The needs and expectations of stakeholders are already at once - in section 4.2, following the requirements for understanding the work of the organization itself. The rationale for this question is that interested parties influence an organization's ability to deliver products and services that consistently meet customer and legal requirements. identify the interested parties relevant to the QMS and their requirements that have an impact on the system. This information and, in particular, the requirements of interested parties are taken into account in all aspects of the development and operation of the system. That is why it is so important to collect all the information that is needed on this issue. When deciding who is the stakeholder for your particular system, take into account the following possible groups that often play a huge role in the operation of companies:

  1. Clients.– directly affect your ability to meet their requirements. You must understand their needs, expectations, and requirements, because it is how consumers will use the product that determines how the product should be made and what properties it should have. Customers may be one of your most important stakeholders.
  2. Government agencies and non-governmental structures. In many sectors of the economy, there are those that establish what products and services should be in these sectors of the economy. Failure to comply with these requirements results in severe fines. The expectations of other organizations should not be neglected either. For example, in different industries there are monitoring non-governmental structures that can in one way or another determine the required level of quality of work and reliability of the goods that will go to your end consumer.
  3. Workers. Even if your employees aren't your customers at other times, they still make an impact. They want to produce goods and services that meet customer needs and operate in an appropriately supportive environment. Nobody wants to work on things nobody needs.
  4. Owners and shareholders. Since the financial state of affairs largely depends on the cost of goods and services of the company, then in fact,. In particular, the expectations associated with continuous performance improvement may be particularly relevant for these stakeholders.

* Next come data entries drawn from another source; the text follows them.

PR #14499, opened 2025-02-25
feat(conversations): handle event conversation rooms

### LINKED ISSUE #14402: 📅 Handling of event conversations - ⚙️ API
- Ref https://github.com/nextcloud/spreed/issues/14401

miaulalala:
### ☑️ Resolves

* Needs https://github.com/nextcloud/calendar/pull/6768

* Fix #14402 

### 🚧 Tasks

- [x] Listen to creation of VEVENTs on the DAV events and write start and end date to the DB (be careful of TZ)
- [x] ...

### 🏁 Checklist

### DIFF
--- a/lib/AppInfo/Application.php
+++ b/lib/AppInfo/Application.php
@@ -83,6 +83,7 @@ use OCA\Talk\Files\TemplateLoader as FilesTemplateLoader;
 use OCA\Talk\Flow\RegisterOperationsListener;
 use OCA\Talk\Listener\BeforeUserLoggedOutListener;
 use OCA\Talk\Listener\BotListener;
+use OCA\Talk\Listener\CalDavEventListener;
 use OCA\Talk\Listener\CircleDeletedListener;
 use OCA\Talk\Listener\CircleEditedListener;
 use OCA\Talk\Listener\CircleMembershipListener;
@@ -130,6 +131,8 @@ use OCP\AppFramework\App;
 use OCP\AppFramework\Bootstrap\IBootContext;
 use OCP\AppFramework\Bootstrap\IBootstrap;
 use OCP\AppFramework\Bootstrap\IRegistrationContext;
+use OCP\Calendar\Events\CalendarObjectCreatedEvent;
+use OCP\Calendar\Events\CalendarObjectUpdatedEvent;
 use OCP\Collaboration\AutoComplete\AutoCompleteFilterEvent;
 use OCP\Collaboration\Resources\IProviderManager;
 use OCP\Collaboration\Resources\LoadAdditionalScriptsEvent;
@@ -227,6 +230,10 @@ class Application extends App implements IBootstrap {
 		$context->registerEventListener(MessageParseEvent::class, SystemMessage::class);
 		$context->registerEventListener(MessageParseEvent::class, SystemMessage::class, 9999);
 		$context->registerEventListener(MessageParseEvent::class, UserMention::class, -100);
+
+		// Calendar listeners
+		$context->registerEventListener(CalendarObjectCreatedEvent::class, CalDavEventListener::class);
+		$context->registerEventListener(CalendarObjectUpdatedEvent::class, CalDavEventListener::class);
 
 		// Files integration listeners
 		$context->registerEventListener(BeforeGuestJoinedRoomEvent::class, FilesListener::class);
--- a/lib/Listener/CalDavEventListener.php
+++ b/lib/Listener/CalDavEventListener.php
@@ -1,0 +1,136 @@
+<?php
+
+declare(strict_types=1);
+
+/**
+ * SPDX-FileCopyrightText: 2025 Nextcloud GmbH and Nextcloud contributors
+ * SPDX-License-Identifier: AGPL-3.0-or-later
+ */
+namespace OCA\Talk\Listener;
+
+use OCA\DAV\CalDAV\TimezoneService;
+use OCA\Talk\Exceptions\ParticipantNotFoundException;
+use OCA\Talk\Exceptions\RoomNotFoundException;
+use OCA\Talk\Manager;
+use OCA\Talk\Room;
+use OCA\Talk\Service\ParticipantService;
+use OCA\Talk\Service\RoomService;
+use OCP\Calendar\Events\CalendarObjectCreatedEvent;
+use OCP\Calendar\Events\CalendarObjectUpdatedEvent;
+use OCP\EventDispatcher\Event;
+use OCP\EventDispatcher\IEventListener;
+use Psr\Log\LoggerInterface;
+use Sabre\VObject\ParseException;
+use Sabre\VObject\Property\ICalendar\Date;
+use Sabre\VObject\Property\ICalendar\DateTime;
+use Sabre\VObject\Reader;
+
+/** @template-implements IEventListener<CalendarObjectCreatedEvent|CalendarObjectUpdatedEvent> */
+class CalDavEventListener implements IEventListener {
+
+	public function __construct(
+		private Manager $manager,
+		private RoomService $roomService,
+		private LoggerInterface $logger,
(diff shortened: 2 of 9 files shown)


lib/Controller/RoomController.php
```diff
@@ -705,6 +705,9 @@ protected function createEmptyRoom(string $roomName, bool $public = true, string
 		} elseif ($objectType === Room::OBJECT_TYPE_PHONE) {
 			// Ignoring any user input on this one
 			$objectId = $objectType;
+		} elseif($objectType === Room::OBJECT_TYPE_EVENT) {
+			// We don't have a UUID for this (yet)
+			$objectId = sha1($this->userId . $this->timeFactory->getTime());
```
nickvergessen, line 710: No, the sending client has to do this

lib/Migration/Version22000Date20250224113228.php
```diff
@@ -0,0 +1,61 @@
...
+
+		if (!$schema->hasTable('talk_room_events')) {
+			$table = $schema->createTable('talk_room_events');
+
+			$table->addColumn('id', Types::INTEGER, [
+				'autoincrement' => true,
+				'notnull' => true,
+				'length' => 11,
+			]);
+			$table->addColumn('room_id', Types::INTEGER, [
```
nickvergessen, line 39: we do ourselves a favor query/recognizing wise if we use the token :see_no_evil:

lib/Migration/Version22000Date20250224113228.php
```diff
@@ -0,0 +1,61 @@
...
+				'notnull' => true,
+				'length' => 11,
+			]);
+			$table->addColumn('start', Types::INTEGER, [
```
nickvergessen, line 43: Nowadays we could use datetime?

lib/Model/RoomEvent.php
```diff
@@ -0,0 +1,50 @@
...
+
+	public function __construct() {
+		$this->addType('roomId', Types::BIGINT);
+		$this->addType('start', Types::INTEGER);
+		$this->addType('end', Types::INTEGER);
+		$this->addType('description', Types::STRING);
+	}
+
+	/**
+	 * @return TalkRoomEvent
```
nickvergessen, line 40: Missing
```
@psalm-import-type ...
```

In the class comment

lib/Model/RoomEventMapper.php
```diff
@@ -0,0 +1,45 @@
...
+ * @method RoomEvent mapRowToEntity(array $row)
+ * @method RoomEvent findEntity(IQueryBuilder $query)
+ * @method list<RoomEvent> findEntities(IQueryBuilder $query)
+ * @template-extends QBMapper<RoomEvent>
+ */
+class RoomEventMapper extends QBMapper {
+	public function __construct(
+		IDBConnection $db,
+	) {
+		parent::__construct($db, 'talk_room_events', Consent::class);
```
nickvergessen, line 25:
```suggestion
		parent::__construct($db, 'talk_room_events', RoomEvent::class);
```

lib/Model/RoomEventMapper.php
```diff
@@ -0,0 +1,45 @@
+<?php
+
+declare(strict_types=1);
+/**
+ * SPDX-FileCopyrightText: 2023 Nextcloud GmbH and Nextcloud contributors
```
nickvergessen, line 5:
```suggestion
 * SPDX-FileCopyrightText: 2025 Nextcloud GmbH and Nextcloud contributors
```

lib/Model/RoomEvent.php
```diff
@@ -0,0 +1,50 @@
+<?php
+
+declare(strict_types=1);
+
+/**
+ * SPDX-FileCopyrightText: 2022 Nextcloud GmbH and Nextcloud contributors
```
nickvergessen, line 6:
```suggestion
 * SPDX-FileCopyrightText: 2025 Nextcloud GmbH and Nextcloud contributors
```

lib/Controller/RoomController.php
miaulalala: you mean in https://github.com/nextcloud/calendar/pull/6768 ?

lib/Migration/Version22000Date20250224113228.php
miaulalala: does that work across all platforms? I also prefer timestamps to datetimes (or is that the same thing in sql)?

lib/Model/RoomEvent.php
miaulalala: Every time :see_no_evil:

lib/Controller/RoomController.php
miaulalala: Done.

miaulalala:
Questions / tasks for monday:

- Where do we get the event data from? Will the code that's currently getting the latest event from CalDAV insert his into the DB
- Speaking of that, do we need a new endpoint to allow adding event details?
- Does the room need more info on a DB level or is the object type enough?

lib/Migration/Version22000Date20250224113228.php
nickvergessen: > does that work across all platforms?

It does and we actually use it in the Mapper/Model that you copied :D Consent
Also Bots, Bans, Federation and Notifications :P 

> I also prefer timestamps to datetimes

As a sysadmin I prefer readable things in results :P

miaulalala: Hm I'm more partial to timestamps are they're easily worked with whereas DateTime values always make me nervous with Timezones.

lib/Manager.php
nickvergessen, line 1: 🙈

lib/AppInfo/Application.php
```diff
@@ -227,6 +230,10 @@ public function register(IRegistrationContext $context): void {
 		$context->registerEventListener(MessageParseEvent::class, SystemMessage::class, 9999);
 		$context->registerEventListener(MessageParseEvent::class, UserMention::class, -100);
 
+		// Calendar listeners
+		$context->registerEventListener(CalendarObjectCreatedEvent::class, CalDavEventListener::class);
```
nickvergessen, line 234: psalm is not happy, we should add a stub in tests/stubs similar to https://github.com/nextcloud/spreed/blob/main/tests/stubs/oca_files_events.php

lib/Listener/CalDavEventListener.php
```diff
@@ -0,0 +1,108 @@
...
+		$vevent = $vobject->VEVENT;
+		// Check if the location is set and if the location string contains a call url
+		$location = $vevent->LOCATION->getValue();
+		if ($location === null || !str_contains($location, '/call/')) {
+			$this->logger->debug('No location for the event or event is not call link, skipping.');
+			return;
+		}
+
+		// Check if room exists and check if user is part of room
+		$roomToken = array_reverse(explode('/', $location))[0];
```
nickvergessen, line 65:
```suggestion
		$roomToken = end(explode('/', $location));
```

lib/Listener/CalDavEventListener.php
```diff
@@ -0,0 +1,108 @@
...
+		try {
+			$room = $this->manager->getRoomByToken($roomToken, $this->userId);
```
nickvergessen, line 67: `getRoomByToken` does not force a membership. It just loads it when it exists. `getRoomForUserByToken` throws `RoomNotFoundException` when the user is not a member, so we should use that:
```suggestion
			$room = $this->manager->getRoomForUserByToken($roomToken, $this->userId);
```

but it still returns open and listable rooms, so afterwards we should get the membership (will not run a query when the user was found before):
```php
$participant = $this->participantService->getParticipant($room, $userId, false);
```
that throws ParticipantNotFoundException => return

Should we limit this to moderators, same as with the "schedule a meeting"?

nickvergessen (approved):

Why know your “relevant stakeholders”?

ISO 9001:2015 includes several requirements that make use of the knowledge you have gained through identification " relevant stakeholders» and their requirements for the QMS. It probably comes as no surprise to you that you need to know their needs and expectations in order to effectively implement quality management system processes. Here is a brief overview of these ISO 9001:2015 requirements:

  1. (Section 4.3).
  2. should be made available to “relevant interested parties” (Section 5.2.2, ed.).
  3. Traceability of measurement processes should be ensured when “relevant stakeholders” expect it (Section 7.1.6 – ed.).
  4. Product and service requirements may need to include product and service requirements from interested parties (Section 8.2.3).
  5. The actions of the design and development processes must take into account the requirements from interested parties, including the need to decide: what kind of control is needed in these processes (Section 8.3, - ed.).
  6. The management review should consider, among other things, issues that are of interest to stakeholders (Section 9.3 - ed.).

Constructive planning of the QMS requires taking into account such an aspect as stakeholders

When you understand the needs, expectations, and requirements of stakeholders, it becomes crystal clear how important they are to ensure that products and services meet the requirements, and that's what it is.